'''
PR #2599, opened 2025-12-21
Add auto-update feature to launcher

### LINKED ISSUE #2554: Allow upgrading to the latest version of Nitrox from the launcher
### Describe the issue

Currently, to update Nitrox, we need to be redirected from the launcher to GitHub for the download.

Is it possible for us to enable direct downloading from within the launcher and have it automatically install? This would be much more convenient.

misterbubb:
Fixes #2554 

image

### DIFF
--- a/Nitrox.Launcher/Models/Services/NitroxWebsiteApiService.cs
+++ b/Nitrox.Launcher/Models/Services/NitroxWebsiteApiService.cs
@@ -49,7 +49,7 @@ internal sealed class NitroxWebsiteApiService
             return null;
         }
 
-        return await httpFileService.GetFileStreamAsync(downloadInfo.DownloadUrl, cancellationToken);
+        return await httpFileService.GetFileAsync(downloadInfo.DownloadUrl, cancellationToken);
     }
 
     public sealed record ChangeLog
--- a/Nitrox.Launcher/Models/Services/NitroxWebsiteApiService.cs
+++ b/Nitrox.Launcher/Models/Services/NitroxWebsiteApiService.cs
@@ -1,4 +1,6 @@
 using System;
+using System.Collections.Generic;
+using System.IO;
 using System.Net.Http;
 using System.Net.Http.Json;
 using System.Text;
@@ -7,6 +9,7 @@ using System.Threading;
 using System.Threading.Tasks;
 using Nitrox.Launcher.Models.Attributes;
 using Nitrox.Launcher.Models.Design;
+using Nitrox.Model.Core;
 
 namespace Nitrox.Launcher.Models.Services;
 
@@ -35,6 +38,35 @@ internal sealed class NitroxWebsiteApiService
 
     public async Task<NitroxRelease?> GetNitroxLatestVersionAsync() => await httpClient.GetFromJsonAsync<NitroxRelease>("version/latest");
 
+    public async Task DownloadFileAsync(string url, string destinationPath, IProgress<(long bytesRead, long? totalBytes)>? progress = null, CancellationToken cancellationToken = default)
+    {
+        // Ensure we have an absolute URL
+        string absoluteUrl = url;
+        if (!Uri.IsWellFormedUriString(url, UriKind.Absolute))
+        {
+            absoluteUrl = $"https://nitrox.rux.gg/api/{url.TrimStart('/')}";
+        }
+
+        using HttpRequestMessage request = new(HttpMethod.Get, absoluteUrl);
+        using HttpResponseMessage response = await httpClient.SendAsync(request, HttpCompletionOption.ResponseHeadersRead, cancellationToken);
+        response.EnsureSuccessStatusCode();
+
+        long? totalBytes = response.Content.Headers.ContentLength;
+        await using Stream contentStream = await response.Content.ReadAsStreamAsync(cancellationToken);
+        await using FileStream fileStream = new(destinationPath, FileMode.Create, FileAccess.Write, FileShare.None, 8192, true);
+
+        byte[] buffer = new byte[8192];
+        long totalBytesRead = 0;
+        int bytesRead;
+
+        while ((bytesRead = await contentStream.ReadAsync(buffer, cancellationToken)) > 0)
+        {
+            await fileStream.WriteAsync(buffer.AsMemory(0, bytesRead), cancellationToken);
+            totalBytesRead += bytesRead;
+            progress?.Report((totalBytesRead, totalBytes));
+        }
+    }
+
     public sealed record ChangeLog
     {
         /// <summary>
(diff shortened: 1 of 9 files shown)


Nitrox.Launcher/ViewModels/UpdatesViewModel.cs
```diff
@@ -94,6 +124,258 @@ await Dispatcher.UIThread.InvokeAsync(async () =>
...
+        // Check if running from a development build
+        // Dev builds have a "runtimes" folder that official releases don't have
+        string currentDir = NitroxUser.LauncherPath ?? AppDomain.CurrentDomain.BaseDirectory;
+        bool isDevBuild = Directory.Exists(Path.Combine(currentDir, "runtimes"));
+
+        if (isDevBuild)
+        {
+            LauncherNotifier.Info("Development build detected. Please use git pull to update your local repository.");
+            return;
+        }
```
Measurity: Can use `!NitroxEnvironment.IsReleaseMode` to remove need for file system access.

Nitrox.Launcher/Models/Services/NitroxWebsiteApiService.cs
```diff
@@ -52,22 +54,61 @@ public sealed record ChangeLog
...
-        [JsonPropertyName("url")]
-        public required string DownloadUrl { get; init; }
+        public ArchitectureInfo? GetCurrentPlatformDownload()
+        {
+            if (Platforms == null)
+            {
+                return null;
+            }
 
+            string platform = RuntimeInformation.IsOSPlatform(OSPlatform.Windows) ? "windows" : "linux";
```
Measurity: I think getting platform name should be a property on `NitroxEnvironment` and return macos as well. Same for `arch` below.

Nitrox.Launcher/ViewModels/UpdatesViewModel.cs
```diff
@@ -94,6 +124,258 @@ await Dispatcher.UIThread.InvokeAsync(async () =>
...
+            await fileStream.WriteAsync(buffer.AsMemory(0, bytesRead), cancellationToken);
+            totalBytesRead += bytesRead;
+
+            if (totalBytes.HasValue)
+            {
+                DownloadProgress = (double)totalBytesRead / totalBytes.Value * 100;
+                DownloadStatus = $"Downloading... {totalBytesRead / 1024.0 / 1024.0:F1} / {totalBytes.Value / 1024.0 / 1024.0:F1} MB";
+            }
+        }
+    }
```
Measurity: This http code should be part of `NitroxWebsiteApiService`. (It already uses nitrox.rux.gg./api/ as base url and provides access to a `httpClient`).

Nitrox.Launcher/ViewModels/UpdatesViewModel.cs
```diff
@@ -94,6 +124,258 @@ await Dispatcher.UIThread.InvokeAsync(async () =>
...
+
+    private static async Task<string> ComputeMd5HashAsync(string filePath)
+    {
+        using MD5 md5 = MD5.Create();
+        await using FileStream stream = File.OpenRead(filePath);
+        byte[] hash = await md5.ComputeHashAsync(stream);
+        return BitConverter.ToString(hash).Replace("-", "").ToLowerInvariant();
+    }
```
Measurity: Should be part of the `Hashing` class.

Nitrox.Launcher/ViewModels/UpdatesViewModel.cs
```diff
@@ -94,6 +124,258 @@ await Dispatcher.UIThread.InvokeAsync(async () =>
...
+
+    private static string CreateUpdaterScript(string sourcePath, string destinationPath, string tempDir)
+    {
+        string scriptPath;
```
Measurity: Since we're doing `rm -f` should check that this path is rooted: `Path.IsPathRooted(destinationPath)` to prevent deleting files we don't want to if nitrox is installed in weird places and we mess up anywhere by using relative paths.

Nitrox.Launcher/ViewModels/UpdatesViewModel.cs
```diff
@@ -94,6 +124,258 @@ await Dispatcher.UIThread.InvokeAsync(async () =>
...
+
+    private bool CanDownloadUpdate() => !IsDownloading;
+
+    [RelayCommand(CanExecute = nameof(CanCancelDownload))]
+    private void CancelDownload()
+    {
+        downloadCancellationTokenSource?.Cancel();
+    }
+
+    private bool CanCancelDownload() => IsDownloading;
```
Measurity: Can you check the members of a type are ordered and grouped consistently (i.e. like rest of the code)?

```
all fields
all properties
all constructors
all methods
all inner types
all enums
```

Measurity (changes requested):

Measurity (approved):
Works well on Linux. Can someone test this on Windows?
___
Really like how snappy download & install is, good work again @misterbubb!

misterbubb:
> Works well on Linux. Can someone test this on Windows?
> ___
> Really like how snappy download & install is, good work again @misterbubb!

thanks alot!!

Coding-Hen:
Do we need to remove the old configs? Will this not have the unintentional effects of deleting custom configs people have setup? I am wondering if we should keep the configs and then out code should be able to handle as it currently does and set any new values over the top of it

Measurity:
Bump. Anyone available to test this on Windows?

Measurity:
@Kiaos has tested this on Windows, and it works :sunglasses:

We'll have more people test this PR before we release it. And might consider a backup/revert system in case installation goes bad (due to anti virus interfering or otherwise).

Coding-Hen (approved):
Tested on Windows 10, seems to work well. Patch notes and read me are a nice touch to download

Nitrox.Model/Helper/NitroxUser.cs
```diff
@@ -187,6 +187,10 @@ public static string? ExecutableFilePath
             {
                 path = new Uri(path).LocalPath;
             }
+            if (!RuntimeInformation.IsOSPlatform(OSPlatform.Windows))
+            {
+                path = Path.GetFileNameWithoutExtension(path);
+            }
```
dartasen, line 193:
```suggestion
}
            else
            {
                path = Path.GetFileNameWithoutExtension(path);
            }
```

Measurity: Didn't do this because I think it would imply the `else` does something to handle the `if` condition, if it fails. But, the logic of both blocks is entirely unrelated, they just happen to check on platform. So I opted to keep the `if` separate.

Measurity:
We'll add a revert system in another PR. Will make issue for it with 1.9 deadline.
'''
TASK ITEM
Wherever a line of the listing above contains the string "bool", copy that line.

SOLVED EXERCISE
+        bool isDevBuild = Directory.Exists(Path.Combine(currentDir, "runtimes"));
+    private bool CanDownloadUpdate() => !IsDownloading;
+    private bool CanCancelDownload() => IsDownloading;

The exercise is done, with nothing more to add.